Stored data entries
--- --- ---

PR #3575, opened 2018-06-05
flux/Copy to clipboard in schema explorer

### LINKED ISSUE #3550: IFQL Builder: Copy and paste/schema explorer
As a user, i would like to be able to copy elements from the data explorer so that i could use them in other parts of the app.

ischolten:
Closes #3550 

Add copy to clipboard functionality to the Flux Schema Explorer 
Uses the react-copy-to-clipboard library

  - [x] Rebased/mergeable
  - [x] Tests pass

### DIFF
--- a/ui/src/flux/components/DatabaseList.tsx
+++ b/ui/src/flux/components/DatabaseList.tsx
@@ -1,5 +1,6 @@
 import React, {PureComponent} from 'react'
 
+import {NotificationContext} from 'src/flux/containers/CheckServices'
 import DatabaseListItem from 'src/flux/components/DatabaseListItem'
 
 import {showDatabases} from 'src/shared/apis/metaQuery'
@@ -49,7 +50,13 @@ class DatabaseList extends PureComponent<Props, State> {
     const {service} = this.props
 
     return databases.map(db => {
-      return <DatabaseListItem db={db} key={db} service={service} />
+      return (
+        <NotificationContext.Consumer key={db}>
+          {({notify}) => (
+            <DatabaseListItem db={db} service={service} notify={notify} />
+          )}
+        </NotificationContext.Consumer>
+      )
     })
   }
 }
--- a/ui/src/flux/components/DatabaseListItem.tsx
+++ b/ui/src/flux/components/DatabaseListItem.tsx
@@ -1,6 +1,7 @@
 import React, {PureComponent, ChangeEvent, MouseEvent} from 'react'
 import classnames from 'classnames'
 
+import {CopyToClipboard} from 'react-copy-to-clipboard'
 import {tagKeys as fetchTagKeys} from 'src/shared/apis/flux/metaQueries'
 import parseValuesColumn from 'src/shared/parsing/flux/values'
 import TagList from 'src/flux/components/TagList'
@@ -15,6 +16,8 @@ interface State {
   isOpen: boolean
   tags: string[]
   searchTerm: string
+  isCopied: boolean
+  copiedText: string
 }
 
 class DatabaseListItem extends PureComponent<Props, State> {
@@ -24,6 +27,8 @@ class DatabaseListItem extends PureComponent<Props, State> {
       isOpen: false,
       tags: [],
       searchTerm: '',
+      isCopied: false,
+      copiedText: '',
     }
   }
 
@@ -49,6 +54,13 @@ class DatabaseListItem extends PureComponent<Props, State> {
           <div className="flux-schema-item-toggle" />
           {db}
           <span className="flux-schema-type">Bucket</span>
+          <CopyToClipboard text={db} onCopy={this.handleCopy}>
+            <span
+              className="icon duplicate"
+              title="copy to clipboard"
+              style={{zIndex: 100}}
+            />
+          </CopyToClipboard>
         </div>
         {this.state.isOpen && (
           <>
@@ -81,6 +93,10 @@ class DatabaseListItem extends PureComponent<Props, State> {
     return classnames('flux-schema-tree', {
       expanded: this.state.isOpen,
     })
+  }
+
+  private handleCopy = (copiedText: string): void => {
+    this.setState({isCopied: true, copiedText})
   }
 
   private onSearch = (e: ChangeEvent<HTMLInputElement>) => {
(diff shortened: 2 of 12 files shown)


ui/src/flux/components/DatabaseListItem.tsx
```diff
@@ -1,14 +1,21 @@
...
+  notifyCopyToClipboardSuccess,
+  notifyCopyToClipboardFailed,
+} from 'src/shared/copy/notifications'
+
+import {Service, Notification} from 'src/types'
 
 interface Props {
   db: string
   service: Service
+  notify: (message: Notification) => void
```
jaredscheib: somewhat out of scope for this PR, but could this be a NotifyAction type that could be used throughout the codebase?

ui/src/flux/components/DatabaseListItem.tsx
```diff
@@ -83,6 +81,44 @@ class DatabaseListItem extends PureComponent<Props, State> {
     })
   }
 
+  private get filterAndTagList(): JSX.Element {
+    const {db, service} = this.props
+    const {isOpen, searchTerm} = this.state
+
+    if (isOpen) {
+      return (
+        <>
```
jaredscheib: any idea what's going on with this empty arrow brackets? i see it's in the original code, not introduced by this PR

ui/src/flux/components/DatabaseListItem.tsx
```diff
@@ -40,33 +47,24 @@ class DatabaseListItem extends PureComponent<Props, State> {
...
+            <div className="flux-schema-copy" onClick={this.handleCopyClick}>
+              <span className="icon duplicate" title="copy to clipboard" />
+              Copy
             </div>
-            <TagList db={db} service={service} tags={this.tags} filter={[]} />
-          </>
-        )}
+          </CopyToClipboard>
+        </div>
+        {this.filterAndTagList}
```
jaredscheib: great

ui/src/flux/components/DatabaseListItem.tsx
```diff
@@ -83,6 +81,44 @@ class DatabaseListItem extends PureComponent<Props, State> {
...
+              onChange={this.onSearch}
+            />
+          </div>
+          <TagList db={db} service={service} tags={this.tags} filter={[]} />
+        </>
+      )
+    }
+  }
+
+  private handleCopyClick = e => {
```
jaredscheib: minor, but what do you think about calling this `handleClickCopy` to indicate that it's handling an action, and then the content of that action? that's generally the idiomatics of such methods elsewhere in the codebase, to my recollection

ui/src/flux/components/DatabaseListItem.tsx
```diff
@@ -83,6 +81,44 @@ class DatabaseListItem extends PureComponent<Props, State> {
...
+    e.stopPropagation()
+  }
+
+  private handleCopy = (copiedText: string, isSuccessful: boolean): void => {
```
jaredscheib: 1. this method doesn't appear to do anything with the `copiedText` besides generate a notification, and it appears from the package docs that this is the case. so i would contend that this is not really a handler for the copy action itself, but rather a secondary handler that is triggered when the copy is attempted. so what do you think about naming it something like `handleCopyAttempted` for clarity? as-is, i wondered why only notifications were being generated from what otherwise seemed like an action handler. in other words, even if there were no handler, the copy action would still have happened (if successful). so what do you think about naming the function in a way that captures this nuance?
1. additionally, what do you think about naming this method in such a way as to bake in more specificity about what it's doing and why? i ask because it's a method on a component that doesn't only have to do with copying, so a method on such a class called `handleCopy` doesn't register within my expectations of what i'd find on such a component class, and so i don't know what copying is in this context. something like `handleCopyTextToClipboardAttempted`. i'm not clear, at least from just reading the code, what is being copied, and to where, so my personal feeling is that the name could communicate the context to me so that i don't have to try to figure it out

ui/src/flux/components/DatabaseListItem.tsx
```diff
@@ -83,6 +81,44 @@ class DatabaseListItem extends PureComponent<Props, State> {
...
+    const {notify} = this.props
+    if (isSuccessful) {
```
jaredscheib: nice

ui/src/flux/components/DatabaseList.tsx
```diff
@@ -49,7 +50,13 @@ class DatabaseList extends PureComponent<Props, State> {
     const {service} = this.props
 
     return databases.map(db => {
-      return <DatabaseListItem db={db} key={db} service={service} />
+      return (
+        <NotificationContext.Consumer key={db}>
+          {({notify}) => (
```
jaredscheib: interesting to pass notify via context rather than props -- would you mind sharing your reasoning for this?

ui/src/flux/components/DatabaseListItem.tsx
ischolten: In React 16 you don't have to wrap a div around what you are returning if there are multiple components being returned. It's the shorthand syntax for react fragments.

ui/src/flux/components/DatabaseList.tsx
ischolten: My reasoning for this was i was going to have to send notify down through about 6 components that didn't need notify at all, so using the context was a way to get this function to a few deeply nested children components that actually cared about the function.

ui/src/flux/components/DatabaseListItem.tsx
ischolten: i have created the action and changed the notify types in the components in pr using it.

ui/src/flux/components/DatabaseListItem.tsx
ischolten: 👍

ui/src/flux/components/DatabaseListItem.tsx
ischolten: It's been renamed to `handleCopyAttempt` for clarity

ui/src/flux/components/DatabaseListItem.tsx
jaredscheib: very cool -- thanks!

PR #3589, opened 2018-06-06
Flux Explorer Polish

alexpaxton:
blue-dots
shiny-loader

  - [x] Rebased/mergeable
  - [x] Tests pass


ui/src/flux/components/TagListItem.tsx
```diff
@@ -101,7 +101,11 @@ export default class TagListItem extends PureComponent<Props, State> {
                   <LoadingSpinner style={this.spinnerStyle} />
                 )}
               </div>
-              {!!count && `${count} total`}
+              {!!count && (
+                <div className="flux-schema--count">{`${count} Tag Value${
+                  count > 1 ? 's' : ''
```
ischolten: In an effort to try an get rid of ternaries, would you consider using a getter to return 's' or '' here instead?

alexpaxton: Refactored the whole "label" into a getter and replaced ternaries

PR #3595, opened 2018-06-07
Flux Page Error Robustness

121watts:
- Updates the AST as the user types.  This provides almost instantaneous feedback to the user for syntax error reporting.  Additionally, this 'builds' the builder as the user types.
- Adds more robust error reporting:
kapture 2018-06-07 at 13 40 16

### DIFF
--- a/ui/src/flux/components/TagListItem.tsx
+++ b/ui/src/flux/components/TagListItem.tsx
@@ -34,6 +34,8 @@ interface State {
 }
 
 export default class TagListItem extends PureComponent<Props, State> {
+  private debouncedOnSearch: () => void
+
   constructor(props) {
     super(props)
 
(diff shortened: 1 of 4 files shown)


ui/src/flux/components/TagListItem.tsx
```diff
@@ -133,8 +135,6 @@ export default class TagListItem extends PureComponent<Props, State> {
     )
   }
 
-  private debouncedOnSearch() {} // See constructor
```
chnn: :)

ui/src/flux/components/TimeMachineEditor.tsx
```diff
@@ -98,23 +108,55 @@ class TimeMachineEditor extends PureComponent<Props> {
...
 
     this.editor.refresh()
   }
 
-  private errorMarker(message: string): HTMLElement {
+  private errorMarker(message: string, line: number): HTMLElement {
     const span = document.createElement('span')
     span.className = 'icon stop error-warning'
     span.title = message
+    span.addEventListener('click', this.handleClickError(message, line))
```
chnn: Does this ever get removed? Worried about memory leaks.

121watts: The error `<span>`s (and the event listeners belonging to them) get cleared when there are no longer any errors.

PR #3598, opened 2018-06-07
Make Flux Builder Stack Vertically

alexpaxton:
screen shot 2018-06-07 at 4 22 29 pm

  - [x] Rebased/mergeable
  - [x] Tests pass

### DIFF
--- a/ui/src/flux/components/FuncArgs.tsx
+++ b/ui/src/flux/components/FuncArgs.tsx
@@ -34,38 +34,40 @@ export default class FuncArgs extends PureComponent<Props> {
     const {name: funcName, id: funcID} = func
     return (
       <div className="func-node--tooltip">
-        {funcName === funcNames.JOIN ? (
-          <Join
-            func={func}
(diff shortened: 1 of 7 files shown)


ui/src/flux/components/FuncArgs.tsx
```diff
@@ -34,38 +34,40 @@ export default class FuncArgs extends PureComponent<Props> {
...
               declarationID={declarationID}
+              onChangeArg={onChangeArg}
+              declarationsFromBody={declarationsFromBody}
               onGenerateScript={onGenerateScript}
             />
-          ))
-        )}
-        <div className="func-node--buttons">
+          ) : (
+            func.args.map(({key, value, type}) => (
```
bthesorceror: Could this be moved outside of the jsx?

alexpaxton: I was thinking about doing it but now that you mention it, it seems pretty funky

PR #3609, opened 2018-06-08
Preserve schema tree children open state

chnn:
Every list item in the Flux schema explorer is either open or closed, and each list item can contain as children many other list items. Previously, closing a list item would close all of it's children. Reopening a child that had been closed because one of its ancestors had been closed would still trigger a meta-query request and subsequent loading state, even though that necessary data had been previously fetched.

This PR changes the schema explorer so that the open state of a child item is persisted even its ancestors are opened and closed. This is best explained in pictures:

Before:

before

After:

after

These changes eliminate duplicate meta-query requests and result in a better UX.

### DIFF
--- a/ui/src/flux/components/TagListItem.tsx
+++ b/ui/src/flux/components/TagListItem.tsx
@@ -84,7 +84,7 @@ export default class TagListItem extends PureComponent<Props, State> {
           </CopyToClipboard>
         </div>
         {this.state.isOpen && (
-          <>
+          <div className="flux-schema--children">
             <div
               className="flux-schema--header"
               onClick={this.handleInputClick}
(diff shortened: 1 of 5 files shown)


ui/src/flux/components/TagListItem.tsx
```diff
@@ -315,7 +313,7 @@ export default class TagListItem extends PureComponent<Props, State> {
     return (
       !isOpen &&
       (loadingAll === RemoteDataState.NotStarted ||
-        loadingAll !== RemoteDataState.Error)
+        loadingAll === RemoteDataState.Error)
```
jaredscheib: good catch

ui/src/flux/components/TagListItem.tsx
```diff
@@ -83,46 +90,37 @@ export default class TagListItem extends PureComponent<Props, State> {
...
-                  autoComplete="off"
-                  value={searchTerm}
-                  onChange={this.onSearch}
-                />
-                {this.isSearching && (
-                  <LoadingSpinner style={this.spinnerStyle} />
-                )}
-              </div>
-              {this.count}
+        <div className={`flux-schema--children ${isOpen ? '' : 'hidden'}`}>
```
jaredscheib: cool to see this idea. hidden instead of not rendering to preserve state. good thinking!

ui/src/flux/components/TagValueListItem.tsx
```diff
@@ -65,35 +65,33 @@ class TagValueListItem extends PureComponent<Props, State> {
...
-                  tags={this.tags}
-                  filter={this.filter}
-                />
-              </>
-            )}
-          </>
-        )}
+        <div className={`flux-schema--children ${isOpen ? '' : 'hidden'}`}>
+          {this.isLoading && <LoaderSkeleton />}
+          {!this.isLoading && (
```
jaredscheib: not related to this changeset, but this `{this.isLoading` and subsequent `{!this.isLoading` pattern is interesting to see -- having mixed feelings about it, like it might be safer or to have a method that generates what is wanted for rendering based on a simple if/then. but this is out of scope for this PR, so just thinking out loud.

chnn: totally agree—conditional rendering in JSX always feels awkward to me, especially like this.

jaredscheib: 👍

PR #3618, opened 2018-06-09
Update the name to fqi

nhaugo:
_Make Time Machine FQI again:_
_What was the problem?_
Was not named FQI
_What was the solution?_
Name it FQI
  - [x] Rebased/mergeable
  - [x] Tests pass


jaredscheib:
approved, but `Flux Query Interface` sounds ... pretty... 🛰 . how about `Flux Machine`? @pauldix

pauldix:
What is Flux Machine though? The UI should help the user, not introduce them to insider speak that doesn't make sense until they know the secret vocabulary. Whenever we can use regular words, we should without introducing too many new proper nouns.

PR #3651, opened 2018-06-12
Performance enhancements for log viewer

bthesorceror:
- [ ] Rebased/mergeable
  - [ ] Tests pass

### DIFF
--- a/ui/src/logs/containers/LogsPage.tsx
+++ b/ui/src/logs/containers/LogsPage.tsx
@@ -11,6 +11,7 @@ import {
   addFilter,
   removeFilter,
   changeFilter,
+  fetchMoreAsync,
 } from 'src/logs/actions'
 import {getSourcesAsync} from 'src/shared/actions/sources'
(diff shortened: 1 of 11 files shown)


ui/src/logs/containers/LogsPage.tsx
```diff
@@ -36,6 +37,7 @@ interface Props {
   changeZoomAsync: (timeRange: TimeRange) => void
   executeQueriesAsync: () => void
   setSearchTermAsync: (searchTerm: string) => void
+  fetchMoreAsync: (queryTimeEnd: string, lastTime: number) => Promise<void>
```
121watts: Fetch more what?  Nit here, but if this is ever used in another component might want to be more specific

ui/src/logs/utils/table.ts
```diff
@@ -0,0 +1,80 @@
+import _ from 'lodash'
```
121watts: Return and arg types?

PR #3662, opened 2018-06-13
Introduce Presentational Page Components

alexpaxton:
_What was the problem?_
Page headers across the UI have potential to become inconsistent. Also `SourceIndicator` is used in a lot of page headers so I made it an optional prop in the `PageHeader` component

_What was the solution?_
Introduce two presentational components for implementing page headers

  - [x] Rebased/mergeable
  - [x] Tests pass

## Todo: replace instances of `.page-header` with the `PageHeader` component

- [x] Status Page
- [x] Hosts Index Page
- [x] Host Dashboard
- [x] Data Explorer
- [x] Flux Editor
- [x] Dashboards Index Page
- [x] Dashboard Page
- [x] Manage Tasks Page
- [x] Rule Builder Page
- [x] TICKscript Editor
- [x] Log Viewer
- [x] InfluxDB Admin Page
- [x] Chronograf Admin Page
- [x] Configuration Page
- [x] Add InfluxDB Connection Page
- [x] Configure Kapacitor Page
- [x] Add Initial Source Page


ui/src/shared/components/SourceIndicator.tsx
```diff
@@ -1,47 +1,46 @@
...
 }
 
-const {shape} = PropTypes
+const SourceIndicator: SFC<Props> = ({sourceOverride}) => {
+  const uuidTooltip: string = uuid.v4()
 
-SourceIndicator.contextTypes = {
-  source: shape({}),
+  return (
+    <SourceContext.Consumer>
```
jaredscheib: noice

ui/src/sources/containers/SourcePage.tsx
```diff
@@ -266,6 +247,16 @@ class SourcePage extends PureComponent<Props, State> {
 
     this.setState(this.normalizeSource, this.createSourceOnBlur)
   }
+
+  private get pageTitle(): string {
```
jaredscheib: noice

alexpaxton:
@jaredscheib I chose to limit the locations elements could be passed in as part of the visual design of the component. I chose to use names that aren't as literal (eg. "title" instead of "left", "options" instead of "right") to indicate that there is only one proper location for the page title and page options. 

I do think the name "options" is misleading, and there is probably a better name. I will rename this one since it is ambiguous.

Also I don't think you can pass a getter into a render prop, as the render prop is intended to be invoked from within `PageHeader` and the getter would return the element instead of a function to be called. I'll try it out and see if it works just to be sure.

ui/src/shared/components/PageHeaderTitle.tsx
```diff
@@ -0,0 +1,11 @@
+import React, {SFC} from 'react'
```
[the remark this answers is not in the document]
alexpaxton: There are other components -- it's for when you want to use `renderTitle` to display more than just text in the page title (eg. Log Viewer, Dashboard Page). In those render props the `PageHeaderTitle` is passed in

alexpaxton:
@karel-rehor I moved the toggle for showing/hiding logs to the right of the page
screen shot 2018-06-20 at 10 44 19 am

alexpaxton:
@jaredscheib 

`PageHeader` now expects elements to be passed in instead of functions that return elements. I converted all the functions passed in to the props to getters.

Renamed some props as a result:
`title` --> `titleText`
`renderTitle` --> `titleComponents` (took your suggestion of pluralizing)
`renderOptions` --> `optionsComponents`

I removed the `renderCenter` prop as it was only being used once and it didn't align with the goals of this PR.

Also I had no idea I should be committing after converting a file to TS before making any other changes -- will do that in the future to preserve history.

Thanks for the feedback, definitely helped clean this thing up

--- --- ---

Set down again, word for word, the stretch of records from the line with "- [x] Host Dashboard" to the line with "I do think the", both of those lines included.

* ANSWER SPACE
- [x] Host Dashboard
- [x] Data Explorer
- [x] Flux Editor
- [x] Dashboards Index Page
- [x] Dashboard Page
- [x] Manage Tasks Page
- [x] Rule Builder Page
- [x] TICKscript Editor
- [x] Log Viewer
- [x] InfluxDB Admin Page
- [x] Chronograf Admin Page
- [x] Configuration Page
- [x] Add InfluxDB Connection Page
- [x] Configure Kapacitor Page
- [x] Add Initial Source Page


ui/src/shared/components/SourceIndicator.tsx
```diff
@@ -1,47 +1,46 @@
...
 }
 
-const {shape} = PropTypes
+const SourceIndicator: SFC<Props> = ({sourceOverride}) => {
+  const uuidTooltip: string = uuid.v4()
 
-SourceIndicator.contextTypes = {
-  source: shape({}),
+  return (
+    <SourceContext.Consumer>
```
jaredscheib: noice

ui/src/sources/containers/SourcePage.tsx
```diff
@@ -266,6 +247,16 @@ class SourcePage extends PureComponent<Props, State> {
 
     this.setState(this.normalizeSource, this.createSourceOnBlur)
   }
+
+  private get pageTitle(): string {
```
jaredscheib: noice

alexpaxton:
@jaredscheib I chose to limit the locations elements could be passed in as part of the visual design of the component. I chose to use names that aren't as literal (eg. "title" instead of "left", "options" instead of "right") to indicate that there is only one proper location for the page title and page options. 

I do think the name "options" is misleading, and there is probably a better name. I will rename this one since it is ambiguous.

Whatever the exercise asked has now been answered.